What you are asked to do
Set down, in full, every record in the block.

Data provided: Begin

Issue #533, opened 2014-07-18
crashes when trying to update a model with a new association-record-to-create


mkeremguc:
title is self explanatory i believe.. here is the error i get:
```
/usr/local/lib/node_modules/sails/node_modules/waterline/lib/waterline/utils/nestedOperations/update.js:532
    this.create(record).exec(function(err, val) {
         ^
TypeError: Object #<Object> has no method 'create'
    at createRecord (/usr/local/lib/node_modules/sails/node_modules/waterline/lib/waterline/utils/nestedOperations/update.js:532:10)
    at createRunner (/usr/local/lib/node_modules/sails/node_modules/waterline/lib/waterline/utils/nestedOperations/update.js:521:20)
    at /usr/local/lib/node_modules/sails/node_modules/waterline/node_modules/async/lib/async.js:125:13
    at Array.forEach (native)
    at _each (/usr/local/lib/node_modules/sails/node_modules/waterline/node_modules/async/lib/async.js:46:24)
    at Object.async.each (/usr/local/lib/node_modules/sails/node_modules/waterline/node_modules/async/lib/async.js:124:9)
    at mapAssociations (/usr/local/lib/node_modules/sails/node_modules/waterline/lib/waterline/utils/nestedOperations/update.js:524:11)
    at /usr/local/lib/node_modules/sails/node_modules/waterline/node_modules/async/lib/async.js:125:13
    at Array.forEach (native)
    at _each (/usr/local/lib/node_modules/sails/node_modules/waterline/node_modules/async/lib/async.js:46:24)
```

paquettea:
Thanks for sharing you investigation in details. I encountered the same issue, and the fix you are suggesting seems to be properly working ... I hope we will have a followup on this soon.

cratervale:
Bump

mkeremguc:
bump

mkeremguc:
can you PR already ?

paquettea:
https://github.com/balderdashy/waterline/pull/850

tjwebb:
> can you PR already ?

If you're too lazy to submit your own patch, you're not allowed to complain.

mkeremguc:
@tjwebb paquettea already committed my suggestion on his own repo so what is wrong here to ask him to PR ? moreover, i'm not complaining

devinivy:
See #934 .

Issue #644, opened 2014-09-17
nestedOperations update Problem. 


geilt:
Using the following attributes and passing in an array of mongoids. Trying like hell to store mongo ids in an array.

investors: {
   model: 'User',
   type: 'array'
},

/node_modules/sails/node_modules/waterline/lib/waterline/utils/nestedOperations/update.js:532
    this.create(record).exec(function(err, val) {
         ^
TypeError: Object #<Object> has no method 'create'
    at createRecord (/node_modules/sails/node_modules/waterline/lib/waterline/utils/nestedOperations/update.js:532:10)
    at createRunner (/node_modules/sails/node_modules/waterline/lib/waterline/utils/nestedOperations/update.js:521:20)
    at /node_modules/sails/node_modules/waterline/node_modules/async/lib/async.js:125:13
    at Array.forEach (native)
    at _each (/node_modules/sails/node_modules/waterline/node_modules/async/lib/async.js:46:24)
    at Object.async.each (/node_modules/sails/node_modules/waterline/node_modules/async/lib/async.js:124:9)
    at mapAssociations (/node_modules/sails/node_modules/waterline/lib/waterline/utils/nestedOperations/update.js:524:11)
    at /node_modules/sails/node_modules/waterline/node_modules/async/lib/async.js:125:13
    at Array.forEach (native)
    at _each (/node_modules/sails/node_modules/waterline/node_modules/async/lib/async.js:46:24)

devinivy:
Does this issue remain?

mkeremguc:
yes. https://github.com/balderdashy/waterline/issues/533

dmarcelino:
Hi @mkeremguc, there have been two PRs (#889 and #898) recently released that address nested updates. Can you try the latest version of waterline and check if the issue remains? Thanks

mkeremguc:
Hi @dmarcelino, unfortunately the issue still remains on latest waterline(0.10.20). can you please check my observation and possible fix within #533 ?

mkeremguc:
obviously this: https://github.com/balderdashy/waterline/issues/533#issuecomment-68079748

dmarcelino:
@mkeremguc, thanks for checking. The PRs I mentioned fixed several issues with nested updates and I wanted to be sure that it didn't fix this issue.

I've left a comment on PR #850 which is supposedly the fix for this issue.

mkeremguc:
PR #930

dmarcelino:
[...]

PR #850, opened 2015-02-22
patch suggested by mkeremguc https://github.com/balderdashy/waterline/issues/533

paquettea:
Here's the PR but I haven't done tests.. I don't know what the waterline team thinks about this fix since we've haven't had much feedback ...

Data provided: End

Output of the task
Issue #533, opened 2014-07-18
crashes when trying to update a model with a new association-record-to-create


mkeremguc:
title is self explanatory i believe.. here is the error i get:
```
/usr/local/lib/node_modules/sails/node_modules/waterline/lib/waterline/utils/nestedOperations/update.js:532
    this.create(record).exec(function(err, val) {
         ^
TypeError: Object #<Object> has no method 'create'
    at createRecord (/usr/local/lib/node_modules/sails/node_modules/waterline/lib/waterline/utils/nestedOperations/update.js:532:10)
    at createRunner (/usr/local/lib/node_modules/sails/node_modules/waterline/lib/waterline/utils/nestedOperations/update.js:521:20)
    at /usr/local/lib/node_modules/sails/node_modules/waterline/node_modules/async/lib/async.js:125:13
    at Array.forEach (native)
    at _each (/usr/local/lib/node_modules/sails/node_modules/waterline/node_modules/async/lib/async.js:46:24)
    at Object.async.each (/usr/local/lib/node_modules/sails/node_modules/waterline/node_modules/async/lib/async.js:124:9)
    at mapAssociations (/usr/local/lib/node_modules/sails/node_modules/waterline/lib/waterline/utils/nestedOperations/update.js:524:11)
    at /usr/local/lib/node_modules/sails/node_modules/waterline/node_modules/async/lib/async.js:125:13
    at Array.forEach (native)
    at _each (/usr/local/lib/node_modules/sails/node_modules/waterline/node_modules/async/lib/async.js:46:24)
```

paquettea:
Thanks for sharing you investigation in details. I encountered the same issue, and the fix you are suggesting seems to be properly working ... I hope we will have a followup on this soon.

cratervale:
Bump

mkeremguc:
bump

mkeremguc:
can you PR already ?

paquettea:
https://github.com/balderdashy/waterline/pull/850

tjwebb:
> can you PR already ?

If you're too lazy to submit your own patch, you're not allowed to complain.

mkeremguc:
@tjwebb paquettea already committed my suggestion on his own repo so what is wrong here to ask him to PR ? moreover, i'm not complaining

devinivy:
See #934 .

Issue #644, opened 2014-09-17
nestedOperations update Problem. 


geilt:
Using the following attributes and passing in an array of mongoids. Trying like hell to store mongo ids in an array.

investors: {
   model: 'User',
   type: 'array'
},

/node_modules/sails/node_modules/waterline/lib/waterline/utils/nestedOperations/update.js:532
    this.create(record).exec(function(err, val) {
         ^
TypeError: Object #<Object> has no method 'create'
    at createRecord (/node_modules/sails/node_modules/waterline/lib/waterline/utils/nestedOperations/update.js:532:10)
    at createRunner (/node_modules/sails/node_modules/waterline/lib/waterline/utils/nestedOperations/update.js:521:20)
    at /node_modules/sails/node_modules/waterline/node_modules/async/lib/async.js:125:13
    at Array.forEach (native)
    at _each (/node_modules/sails/node_modules/waterline/node_modules/async/lib/async.js:46:24)
    at Object.async.each (/node_modules/sails/node_modules/waterline/node_modules/async/lib/async.js:124:9)
    at mapAssociations (/node_modules/sails/node_modules/waterline/lib/waterline/utils/nestedOperations/update.js:524:11)
    at /node_modules/sails/node_modules/waterline/node_modules/async/lib/async.js:125:13
    at Array.forEach (native)
    at _each (/node_modules/sails/node_modules/waterline/node_modules/async/lib/async.js:46:24)

devinivy:
Does this issue remain?

mkeremguc:
yes. https://github.com/balderdashy/waterline/issues/533

dmarcelino:
Hi @mkeremguc, there have been two PRs (#889 and #898) recently released that address nested updates. Can you try the latest version of waterline and check if the issue remains? Thanks

mkeremguc:
Hi @dmarcelino, unfortunately the issue still remains on latest waterline(0.10.20). can you please check my observation and possible fix within #533 ?

mkeremguc:
obviously this: https://github.com/balderdashy/waterline/issues/533#issuecomment-68079748

dmarcelino:
@mkeremguc, thanks for checking. The PRs I mentioned fixed several issues with nested updates and I wanted to be sure that it didn't fix this issue.

I've left a comment on PR #850 which is supposedly the fix for this issue.

mkeremguc:
PR #930

dmarcelino:
[...]

PR #850, opened 2015-02-22
patch suggested by mkeremguc https://github.com/balderdashy/waterline/issues/533

paquettea:
Here's the PR but I haven't done tests.. I don't know what the waterline team thinks about this fix since we've haven't had much feedback ...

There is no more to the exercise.